- [EXERCISE INSTRUCTIONS] From the data below, return the exact lines starting at the line containing "PR #141, opened 2019-06-21" and ending at the line containing "func handleMigrate(ctx context.Context, s", both included, and nothing else.

□ □ □

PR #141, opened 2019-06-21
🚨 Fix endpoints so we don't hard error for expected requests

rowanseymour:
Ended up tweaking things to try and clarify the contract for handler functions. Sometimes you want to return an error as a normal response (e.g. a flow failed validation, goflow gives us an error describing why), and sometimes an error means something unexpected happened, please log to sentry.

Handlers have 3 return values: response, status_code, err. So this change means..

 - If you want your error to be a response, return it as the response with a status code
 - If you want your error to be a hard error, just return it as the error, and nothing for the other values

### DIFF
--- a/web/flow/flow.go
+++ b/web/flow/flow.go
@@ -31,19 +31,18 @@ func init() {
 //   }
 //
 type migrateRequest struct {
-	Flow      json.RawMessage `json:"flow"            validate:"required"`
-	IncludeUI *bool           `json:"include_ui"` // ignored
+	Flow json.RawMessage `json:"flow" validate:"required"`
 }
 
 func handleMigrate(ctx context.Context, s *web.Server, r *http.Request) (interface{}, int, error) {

□ □ □

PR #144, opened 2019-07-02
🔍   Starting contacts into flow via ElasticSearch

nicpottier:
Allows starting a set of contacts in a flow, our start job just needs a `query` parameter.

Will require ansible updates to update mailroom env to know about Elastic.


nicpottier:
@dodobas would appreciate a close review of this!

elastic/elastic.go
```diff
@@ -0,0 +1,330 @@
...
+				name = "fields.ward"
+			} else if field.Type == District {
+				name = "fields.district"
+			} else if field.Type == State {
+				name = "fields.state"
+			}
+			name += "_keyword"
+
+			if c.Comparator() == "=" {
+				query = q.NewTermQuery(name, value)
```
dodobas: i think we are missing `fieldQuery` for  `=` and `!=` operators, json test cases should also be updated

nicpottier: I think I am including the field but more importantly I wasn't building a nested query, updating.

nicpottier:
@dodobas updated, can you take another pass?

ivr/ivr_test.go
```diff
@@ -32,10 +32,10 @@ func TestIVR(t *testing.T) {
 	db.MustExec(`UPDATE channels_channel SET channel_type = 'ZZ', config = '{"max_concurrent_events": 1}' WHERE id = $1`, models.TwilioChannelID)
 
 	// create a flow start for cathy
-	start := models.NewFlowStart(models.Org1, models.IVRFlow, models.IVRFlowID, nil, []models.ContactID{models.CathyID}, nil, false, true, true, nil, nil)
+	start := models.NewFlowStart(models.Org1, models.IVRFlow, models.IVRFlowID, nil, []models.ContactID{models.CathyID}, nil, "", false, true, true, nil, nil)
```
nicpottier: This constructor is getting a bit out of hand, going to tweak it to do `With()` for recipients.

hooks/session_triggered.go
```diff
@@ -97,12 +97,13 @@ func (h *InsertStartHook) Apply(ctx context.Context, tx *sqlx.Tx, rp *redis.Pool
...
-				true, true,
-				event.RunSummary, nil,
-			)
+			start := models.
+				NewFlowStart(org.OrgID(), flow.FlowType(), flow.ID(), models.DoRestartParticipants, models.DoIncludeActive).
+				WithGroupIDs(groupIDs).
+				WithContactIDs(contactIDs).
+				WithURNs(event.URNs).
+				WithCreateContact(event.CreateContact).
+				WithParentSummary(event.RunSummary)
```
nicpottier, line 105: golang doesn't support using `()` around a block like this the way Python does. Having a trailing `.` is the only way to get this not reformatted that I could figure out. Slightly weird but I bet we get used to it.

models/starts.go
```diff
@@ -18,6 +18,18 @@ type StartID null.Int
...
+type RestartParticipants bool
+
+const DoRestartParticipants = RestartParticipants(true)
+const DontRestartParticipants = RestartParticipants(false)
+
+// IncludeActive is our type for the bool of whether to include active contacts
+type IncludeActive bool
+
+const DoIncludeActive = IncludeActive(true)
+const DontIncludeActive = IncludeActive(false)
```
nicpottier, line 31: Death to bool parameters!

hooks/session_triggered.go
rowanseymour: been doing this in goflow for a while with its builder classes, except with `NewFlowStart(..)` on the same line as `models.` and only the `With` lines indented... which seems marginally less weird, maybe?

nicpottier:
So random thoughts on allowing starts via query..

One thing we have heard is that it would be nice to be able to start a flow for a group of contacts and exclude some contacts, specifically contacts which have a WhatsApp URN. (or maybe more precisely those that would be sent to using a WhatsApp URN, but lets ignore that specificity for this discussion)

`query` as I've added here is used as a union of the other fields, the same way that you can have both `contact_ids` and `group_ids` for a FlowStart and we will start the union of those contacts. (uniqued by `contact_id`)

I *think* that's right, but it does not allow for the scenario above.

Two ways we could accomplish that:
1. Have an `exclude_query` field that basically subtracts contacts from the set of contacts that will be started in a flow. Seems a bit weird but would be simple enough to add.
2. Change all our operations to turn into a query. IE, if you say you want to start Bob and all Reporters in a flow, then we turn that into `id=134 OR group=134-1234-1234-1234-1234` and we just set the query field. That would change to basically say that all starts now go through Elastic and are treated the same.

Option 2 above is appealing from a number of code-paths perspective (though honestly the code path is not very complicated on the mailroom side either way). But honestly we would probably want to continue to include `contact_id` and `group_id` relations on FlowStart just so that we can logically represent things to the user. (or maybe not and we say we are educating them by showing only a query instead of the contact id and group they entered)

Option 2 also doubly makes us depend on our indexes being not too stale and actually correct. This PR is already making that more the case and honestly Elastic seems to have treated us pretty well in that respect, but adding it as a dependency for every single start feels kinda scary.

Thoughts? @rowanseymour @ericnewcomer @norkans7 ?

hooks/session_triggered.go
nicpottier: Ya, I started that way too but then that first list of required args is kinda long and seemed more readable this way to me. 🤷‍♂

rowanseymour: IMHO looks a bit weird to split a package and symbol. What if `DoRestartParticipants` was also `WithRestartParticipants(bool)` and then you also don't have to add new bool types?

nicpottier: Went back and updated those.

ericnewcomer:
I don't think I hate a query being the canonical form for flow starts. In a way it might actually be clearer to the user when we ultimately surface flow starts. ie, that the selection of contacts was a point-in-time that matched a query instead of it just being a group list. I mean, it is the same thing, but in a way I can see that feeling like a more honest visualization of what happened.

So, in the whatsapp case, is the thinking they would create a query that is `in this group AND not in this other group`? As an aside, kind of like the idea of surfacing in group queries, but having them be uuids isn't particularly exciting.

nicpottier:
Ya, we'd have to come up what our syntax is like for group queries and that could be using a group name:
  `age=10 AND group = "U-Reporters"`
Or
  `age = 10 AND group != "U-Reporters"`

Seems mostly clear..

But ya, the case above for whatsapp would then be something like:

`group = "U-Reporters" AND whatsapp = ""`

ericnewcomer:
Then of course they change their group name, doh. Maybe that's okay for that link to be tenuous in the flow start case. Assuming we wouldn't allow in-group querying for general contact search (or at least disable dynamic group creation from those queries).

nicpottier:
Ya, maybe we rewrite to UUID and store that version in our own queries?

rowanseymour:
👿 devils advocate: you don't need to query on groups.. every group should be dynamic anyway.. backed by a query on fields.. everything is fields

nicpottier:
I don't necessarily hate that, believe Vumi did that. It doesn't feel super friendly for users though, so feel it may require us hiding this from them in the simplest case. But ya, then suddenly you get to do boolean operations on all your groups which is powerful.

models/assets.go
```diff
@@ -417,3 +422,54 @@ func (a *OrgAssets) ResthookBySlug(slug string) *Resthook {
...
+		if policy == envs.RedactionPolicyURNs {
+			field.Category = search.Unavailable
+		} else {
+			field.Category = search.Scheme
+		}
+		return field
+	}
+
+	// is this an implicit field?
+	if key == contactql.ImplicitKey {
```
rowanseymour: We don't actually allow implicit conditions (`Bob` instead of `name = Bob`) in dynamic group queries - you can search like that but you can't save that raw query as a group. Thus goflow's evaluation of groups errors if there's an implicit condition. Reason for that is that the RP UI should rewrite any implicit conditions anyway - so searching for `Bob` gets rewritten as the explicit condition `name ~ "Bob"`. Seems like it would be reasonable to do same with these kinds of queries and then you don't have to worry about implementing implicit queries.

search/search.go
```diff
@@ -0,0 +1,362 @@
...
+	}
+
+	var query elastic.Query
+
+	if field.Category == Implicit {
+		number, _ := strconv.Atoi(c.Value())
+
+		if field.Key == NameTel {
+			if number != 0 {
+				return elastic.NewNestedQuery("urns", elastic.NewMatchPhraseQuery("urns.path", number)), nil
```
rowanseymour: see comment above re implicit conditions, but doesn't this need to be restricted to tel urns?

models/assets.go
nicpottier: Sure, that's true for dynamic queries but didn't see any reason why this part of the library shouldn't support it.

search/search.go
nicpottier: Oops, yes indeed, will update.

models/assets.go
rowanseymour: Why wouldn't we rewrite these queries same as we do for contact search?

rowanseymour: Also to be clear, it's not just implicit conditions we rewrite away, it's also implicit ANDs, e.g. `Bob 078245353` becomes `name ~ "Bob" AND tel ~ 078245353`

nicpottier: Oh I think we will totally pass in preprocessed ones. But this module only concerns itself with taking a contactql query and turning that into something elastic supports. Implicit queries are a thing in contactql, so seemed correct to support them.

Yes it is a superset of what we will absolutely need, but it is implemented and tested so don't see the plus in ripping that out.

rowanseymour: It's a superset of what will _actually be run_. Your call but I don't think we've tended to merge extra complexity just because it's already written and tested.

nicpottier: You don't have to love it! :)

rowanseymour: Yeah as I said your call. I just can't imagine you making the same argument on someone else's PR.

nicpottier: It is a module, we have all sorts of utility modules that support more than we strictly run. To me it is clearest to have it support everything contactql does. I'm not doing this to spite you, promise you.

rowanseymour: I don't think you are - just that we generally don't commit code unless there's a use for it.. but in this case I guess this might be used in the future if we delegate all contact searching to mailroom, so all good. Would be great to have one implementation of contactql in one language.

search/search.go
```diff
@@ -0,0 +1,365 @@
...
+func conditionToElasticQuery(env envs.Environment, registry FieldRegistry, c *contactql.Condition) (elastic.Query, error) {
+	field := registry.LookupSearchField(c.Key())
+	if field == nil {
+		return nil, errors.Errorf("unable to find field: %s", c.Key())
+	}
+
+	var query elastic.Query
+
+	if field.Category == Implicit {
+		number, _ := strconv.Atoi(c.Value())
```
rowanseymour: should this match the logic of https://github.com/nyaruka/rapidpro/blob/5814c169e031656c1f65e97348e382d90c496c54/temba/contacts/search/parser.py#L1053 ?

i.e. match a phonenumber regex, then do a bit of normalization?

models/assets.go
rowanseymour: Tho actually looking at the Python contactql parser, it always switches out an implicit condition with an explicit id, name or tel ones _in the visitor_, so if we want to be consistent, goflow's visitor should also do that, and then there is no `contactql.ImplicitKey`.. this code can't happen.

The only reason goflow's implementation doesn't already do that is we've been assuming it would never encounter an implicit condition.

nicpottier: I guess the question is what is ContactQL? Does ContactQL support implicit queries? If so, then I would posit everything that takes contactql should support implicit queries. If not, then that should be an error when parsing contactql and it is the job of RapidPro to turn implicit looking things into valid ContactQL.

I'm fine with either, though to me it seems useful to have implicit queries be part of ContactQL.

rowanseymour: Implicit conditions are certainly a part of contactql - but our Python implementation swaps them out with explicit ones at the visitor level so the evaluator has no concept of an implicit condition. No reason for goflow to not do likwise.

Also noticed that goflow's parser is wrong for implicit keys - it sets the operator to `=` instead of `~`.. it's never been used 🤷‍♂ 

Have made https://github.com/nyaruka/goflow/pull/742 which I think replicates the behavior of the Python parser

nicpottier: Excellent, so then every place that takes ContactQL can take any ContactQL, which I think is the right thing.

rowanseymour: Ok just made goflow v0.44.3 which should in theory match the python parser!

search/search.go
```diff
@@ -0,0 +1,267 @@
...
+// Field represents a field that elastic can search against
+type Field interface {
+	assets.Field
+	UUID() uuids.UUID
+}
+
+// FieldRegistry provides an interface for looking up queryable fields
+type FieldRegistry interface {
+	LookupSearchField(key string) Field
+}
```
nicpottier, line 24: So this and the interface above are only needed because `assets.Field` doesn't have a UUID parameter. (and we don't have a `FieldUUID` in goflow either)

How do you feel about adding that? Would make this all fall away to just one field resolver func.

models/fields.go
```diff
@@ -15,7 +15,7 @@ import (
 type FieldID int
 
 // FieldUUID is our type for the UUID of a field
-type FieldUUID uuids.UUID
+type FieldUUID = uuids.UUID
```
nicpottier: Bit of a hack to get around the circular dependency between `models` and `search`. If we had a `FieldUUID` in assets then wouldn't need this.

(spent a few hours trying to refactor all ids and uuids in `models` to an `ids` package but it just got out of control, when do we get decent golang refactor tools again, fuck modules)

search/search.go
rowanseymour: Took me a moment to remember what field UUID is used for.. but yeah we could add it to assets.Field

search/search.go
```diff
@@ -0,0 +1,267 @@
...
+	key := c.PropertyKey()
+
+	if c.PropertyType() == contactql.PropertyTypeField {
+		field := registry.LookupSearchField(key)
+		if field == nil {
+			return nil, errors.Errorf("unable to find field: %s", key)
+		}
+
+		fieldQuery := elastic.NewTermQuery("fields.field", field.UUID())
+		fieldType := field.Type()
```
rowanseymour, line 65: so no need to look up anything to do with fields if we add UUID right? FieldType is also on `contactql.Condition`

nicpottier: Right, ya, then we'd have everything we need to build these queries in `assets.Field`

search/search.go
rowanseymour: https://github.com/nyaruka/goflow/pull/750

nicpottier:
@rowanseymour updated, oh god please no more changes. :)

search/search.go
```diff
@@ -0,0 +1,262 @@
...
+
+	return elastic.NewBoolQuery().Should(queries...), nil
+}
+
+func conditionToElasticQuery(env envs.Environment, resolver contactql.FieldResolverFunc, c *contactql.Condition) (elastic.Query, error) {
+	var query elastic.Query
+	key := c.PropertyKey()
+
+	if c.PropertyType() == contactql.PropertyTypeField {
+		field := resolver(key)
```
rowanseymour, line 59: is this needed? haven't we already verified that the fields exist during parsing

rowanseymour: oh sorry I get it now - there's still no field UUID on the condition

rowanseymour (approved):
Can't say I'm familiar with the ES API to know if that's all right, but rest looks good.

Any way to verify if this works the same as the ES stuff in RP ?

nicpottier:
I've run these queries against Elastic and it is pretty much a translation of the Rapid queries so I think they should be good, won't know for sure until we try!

□ □ □

- [RESPONSE]
PR #141, opened 2019-06-21
🚨 Fix endpoints so we don't hard error for expected requests

rowanseymour:
Ended up tweaking things to try and clarify the contract for handler functions. Sometimes you want to return an error as a normal response (e.g. a flow failed validation, goflow gives us an error describing why), and sometimes an error means something unexpected happened, please log to sentry.

Handlers have 3 return values: response, status_code, err. So this change means..

 - If you want your error to be a response, return it as the response with a status code
 - If you want your error to be a hard error, just return it as the error, and nothing for the other values

### DIFF
--- a/web/flow/flow.go
+++ b/web/flow/flow.go
@@ -31,19 +31,18 @@ func init() {
 //   }
 //
 type migrateRequest struct {
-	Flow      json.RawMessage `json:"flow"            validate:"required"`
-	IncludeUI *bool           `json:"include_ui"` // ignored
+	Flow json.RawMessage `json:"flow" validate:"required"`
 }
 
 func handleMigrate(ctx context.Context, s *web.Server, r *http.Request) (interface{}, int, error) {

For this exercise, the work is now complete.